Modern apps have many dependencies which may be external to the application. Also, the application itself may have many components and each may be using other external dependencies.

This can increase the chance of your application suffering from faults, either:

Transient faults — where the application will solve itself in a matter of seconds
Non-transient faults — where the app will suffer for minutes, if not hours

Having this component or caller retrying the call to the ‘do’ operation, or to request an API, will waste your cloud resources. Waiting for a timeout and handling it will waste even more resources. Hence the Circuit Breaker Pattern comes in to play — it will resolve the problem by shielding your application against non-transient faults and here’s how it works.

You create an intermediate component — let’s call it CircuitBreaker — that sits between the Caller and the EndPoint which act in the following ways:

In the stable state, caller will send a request to the CircuitBreaker — it will be delegated to the Endpoint and then the response will be returned all the way back to the Caller . At this point, the circuit has the closed state.
In the faulty state, caller will send a request to the CircuitBreaker — it will be delegated to the Endpoint and, when it has a timeout exception, will be returned all the way back to the Caller . Again, the state of the circuit switched from close to open .
During the recovery state, caller will send another request to the CircuitBreaker — it will be delegated to the Endpoint and then the response will be returned all the way back to the Caller . At this point, the circuit has the half open state.
Finally, when the state becomes stable again, the caller will send a request to the CircuitBreaker — it will be delegated to the Endpoint and then the response will be returned all the way back to the Caller and the circuit will have the closed state.

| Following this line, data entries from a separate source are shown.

PR #400, opened 2022-04-24
add global log level option for nydusify

liubin:
Add --log-level option and -D as global options for
pack/convert/check subcommands.

The -D is the shortcut for --log-level debug,
and will have the highest priority.

### DIFF
--- a/contrib/nydusify/cmd/nydusify.go
+++ b/contrib/nydusify/cmd/nydusify.go
@@ -35,6 +35,8 @@ var versionGitCommit string
 var versionBuildTime string
 var maxCacheMaxRecords uint = 50
 
+const defaultLogLevel = logrus.InfoLevel
+
 func isPossibleValue(excepted []string, value string) bool {
 	for _, v := range excepted {
 		if value == v {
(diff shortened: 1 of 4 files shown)


contrib/nydusify/cmd/nydusify.go
```diff
@@ -528,3 +539,19 @@ func main() {
...
+	logLevel, err := logrus.ParseLevel(lvl)
+	if err != nil {
+		logrus.Warnf("failed to parse log level(%s): %+v\ndefault log level(info) will be used", lvl, err)
+		logLevel = defaultLogLevel
+	}
+
+	logrus.SetLevel(logLevel)
+
+	// global `-D` has the highest priority
+	if c.Bool("D") {
```
imeoer, line 554: We can check this at the beginning of the func.

liubin: Check it last to let it overwrite the `--log-level`.

imeoer: How about this:

```
// global `-D` has the highest priority
if c.Bool("D") {
	return logrus.SetLevel(logrus.DebugLevel)
}

lvl := c.String("log-level")
logLevel, err := logrus.ParseLevel(lvl)
if err != nil {
	logrus.Warnf("failed to parse log level(%s): %+v\ndefault log level(info) will be used", lvl, err)
	logLevel = defaultLogLevel
}
logrus.SetLevel(logLevel)
```

liubin: Or which should have the higher priority?

imeoer (approved):
LGTM!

This pattern will ensure that no resources are wasted. Note that this pattern is often used with the Retry Pattern and can be implemented in such a way that it switches the state based on the percentage of faulty requests, or number of failures, or types of errors. The stability can also be determined by checking a specific ‘health check endpoint’ using the pub/sub pattern or the event emitter pattern. You can, therefore, make this pattern as smart as you want, however, here are few things to consider:

Caller must know what to do with each exception thrown by the CircuitBreaker
CircuitBreaker must be designed in a way that it examines failures and changes strategy based on that. It should log these errors and have a manual change state implementation in case admins want to force it. It should also be thread safe, support async operations and act as facade of the Endpoint .

2. Compensating Transaction Pattern

Large applications will have distributed processes or microservices. Each of these components will be doing some specific job, but what if a fault happens in one of these components? You would have to revert the error to keep the entire application consistent — the Compensating Transaction Pattern will help you do just that.

Let’s take this scenario: imagine that we have a distributed application process that helps users purchase a domain name. You can imagine the process in this way:

(1) Registered User ---> 
       (2) Acquire a Domain ----> 
               (3) Choose a Plan ----> 
                      (4) Issue the payment ---->
                             (5) Receive confirmation email

The process cannot be completed if any of these steps fail. For example, if the user is not registered, he cannot have an identity and login to the admin panel to utilise his/her domain — the same goes for every step. When such a situation happens, it is important to revert the state so that the process can work properly. In this example, it would be important to either retry the missing step, or to revert all the other steps so that we do not have a domain that is acquired by a user but cannot be used, or a payment issued for a service that has not been provided. Reverting the steps can be very hard, but when using the Compensating Transaction Pattern this becomes more manageable. To implement this pattern, you will need:

A global, shared storage that stores the process state
To create a compensating transaction for each step to revert it (for example, delete the user step for registering a user)
To inform admins as some steps cannot be reverted automatically.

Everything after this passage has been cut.